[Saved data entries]
# # # # #

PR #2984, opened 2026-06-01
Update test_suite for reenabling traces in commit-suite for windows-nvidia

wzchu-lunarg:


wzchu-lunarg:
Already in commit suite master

# # # # #

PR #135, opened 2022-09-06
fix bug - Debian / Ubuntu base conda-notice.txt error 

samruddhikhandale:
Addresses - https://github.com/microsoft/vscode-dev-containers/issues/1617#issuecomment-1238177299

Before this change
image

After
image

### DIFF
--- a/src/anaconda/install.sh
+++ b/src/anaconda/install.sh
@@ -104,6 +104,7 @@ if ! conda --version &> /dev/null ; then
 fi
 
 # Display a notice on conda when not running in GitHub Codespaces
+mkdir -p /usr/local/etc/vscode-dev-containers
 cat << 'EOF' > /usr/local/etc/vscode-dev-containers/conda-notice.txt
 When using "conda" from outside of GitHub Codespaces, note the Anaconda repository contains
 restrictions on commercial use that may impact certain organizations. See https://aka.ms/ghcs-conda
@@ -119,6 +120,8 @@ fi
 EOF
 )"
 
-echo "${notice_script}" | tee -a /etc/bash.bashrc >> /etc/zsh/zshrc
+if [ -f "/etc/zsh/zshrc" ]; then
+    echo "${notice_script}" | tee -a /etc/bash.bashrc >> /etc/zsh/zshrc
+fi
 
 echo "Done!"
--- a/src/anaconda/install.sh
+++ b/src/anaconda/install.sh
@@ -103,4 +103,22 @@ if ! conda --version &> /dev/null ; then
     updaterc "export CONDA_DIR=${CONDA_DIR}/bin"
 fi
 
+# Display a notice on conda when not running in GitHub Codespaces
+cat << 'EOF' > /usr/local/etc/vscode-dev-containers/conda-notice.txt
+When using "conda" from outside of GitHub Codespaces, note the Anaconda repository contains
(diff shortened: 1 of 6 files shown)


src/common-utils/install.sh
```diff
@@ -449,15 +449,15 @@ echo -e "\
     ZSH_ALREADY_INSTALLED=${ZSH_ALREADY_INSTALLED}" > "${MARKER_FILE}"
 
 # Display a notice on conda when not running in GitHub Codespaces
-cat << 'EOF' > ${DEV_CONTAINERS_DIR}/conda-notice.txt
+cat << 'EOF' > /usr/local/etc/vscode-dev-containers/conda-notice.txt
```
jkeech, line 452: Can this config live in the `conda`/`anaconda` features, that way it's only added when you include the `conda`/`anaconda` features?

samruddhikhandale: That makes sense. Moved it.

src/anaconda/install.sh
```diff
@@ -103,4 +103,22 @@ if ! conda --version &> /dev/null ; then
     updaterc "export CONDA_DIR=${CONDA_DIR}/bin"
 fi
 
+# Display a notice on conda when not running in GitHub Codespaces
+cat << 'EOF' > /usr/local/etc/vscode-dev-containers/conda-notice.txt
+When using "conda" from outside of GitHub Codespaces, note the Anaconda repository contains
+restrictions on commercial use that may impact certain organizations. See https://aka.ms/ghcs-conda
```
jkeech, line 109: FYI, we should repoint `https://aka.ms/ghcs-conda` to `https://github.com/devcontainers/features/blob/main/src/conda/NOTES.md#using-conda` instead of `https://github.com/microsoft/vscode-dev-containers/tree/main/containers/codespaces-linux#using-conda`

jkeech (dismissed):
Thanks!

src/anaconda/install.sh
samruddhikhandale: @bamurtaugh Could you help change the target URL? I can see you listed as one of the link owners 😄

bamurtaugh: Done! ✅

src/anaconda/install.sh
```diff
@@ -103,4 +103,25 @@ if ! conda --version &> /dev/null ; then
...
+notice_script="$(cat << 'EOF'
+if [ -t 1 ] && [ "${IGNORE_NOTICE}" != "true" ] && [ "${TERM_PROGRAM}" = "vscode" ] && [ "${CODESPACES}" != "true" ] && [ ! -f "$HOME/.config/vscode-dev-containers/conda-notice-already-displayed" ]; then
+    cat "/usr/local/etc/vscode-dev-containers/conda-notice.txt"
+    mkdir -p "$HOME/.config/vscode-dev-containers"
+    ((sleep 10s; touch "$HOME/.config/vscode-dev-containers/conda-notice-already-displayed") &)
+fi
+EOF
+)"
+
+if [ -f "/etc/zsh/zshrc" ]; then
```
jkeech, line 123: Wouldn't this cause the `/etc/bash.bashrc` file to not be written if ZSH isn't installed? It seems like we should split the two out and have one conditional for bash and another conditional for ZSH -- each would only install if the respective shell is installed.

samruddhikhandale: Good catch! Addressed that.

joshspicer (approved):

# # # # #

Every line in the records above that contains the word "bash" is to be copied out.

| Answer to the exercise |
-echo "${notice_script}" | tee -a /etc/bash.bashrc >> /etc/zsh/zshrc
+    echo "${notice_script}" | tee -a /etc/bash.bashrc >> /etc/zsh/zshrc
jkeech, line 123: Wouldn't this cause the `/etc/bash.bashrc` file to not be written if ZSH isn't installed? It seems like we should split the two out and have one conditional for bash and another conditional for ZSH -- each would only install if the respective shell is installed.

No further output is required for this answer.